ACTION ITEM:
From the line with "Fix proposal titles" through the line with "Looks good.", inclusive, return each line of the data below exactly and leave the rest out.

-- DATA UNDER STUDY follows --

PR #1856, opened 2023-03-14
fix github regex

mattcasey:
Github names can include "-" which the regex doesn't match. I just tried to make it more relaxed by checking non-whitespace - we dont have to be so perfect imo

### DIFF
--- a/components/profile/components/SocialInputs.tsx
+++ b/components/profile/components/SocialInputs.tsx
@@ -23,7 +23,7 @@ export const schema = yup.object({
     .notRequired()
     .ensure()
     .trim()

-- DATA UNDER STUDY concluded --
-- DATA UNDER STUDY follows --

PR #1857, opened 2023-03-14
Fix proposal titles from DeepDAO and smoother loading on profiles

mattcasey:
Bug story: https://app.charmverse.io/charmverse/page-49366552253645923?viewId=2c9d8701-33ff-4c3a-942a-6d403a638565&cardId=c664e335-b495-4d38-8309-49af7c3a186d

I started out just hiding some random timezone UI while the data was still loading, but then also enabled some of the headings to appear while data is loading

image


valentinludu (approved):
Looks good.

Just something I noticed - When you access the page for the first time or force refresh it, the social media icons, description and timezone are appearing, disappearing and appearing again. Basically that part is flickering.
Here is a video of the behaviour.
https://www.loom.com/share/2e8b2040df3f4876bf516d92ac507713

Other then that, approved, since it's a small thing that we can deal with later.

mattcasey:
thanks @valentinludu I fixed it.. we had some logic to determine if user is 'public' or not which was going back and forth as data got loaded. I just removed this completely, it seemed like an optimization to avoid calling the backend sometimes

-- DATA UNDER STUDY concluded --

ANSWER TO THIS EXERCISE:
Fix proposal titles from DeepDAO and smoother loading on profiles

mattcasey:
Bug story: https://app.charmverse.io/charmverse/page-49366552253645923?viewId=2c9d8701-33ff-4c3a-942a-6d403a638565&cardId=c664e335-b495-4d38-8309-49af7c3a186d

I started out just hiding some random timezone UI while the data was still loading, but then also enabled some of the headings to appear while data is loading

image


valentinludu (approved):
Looks good.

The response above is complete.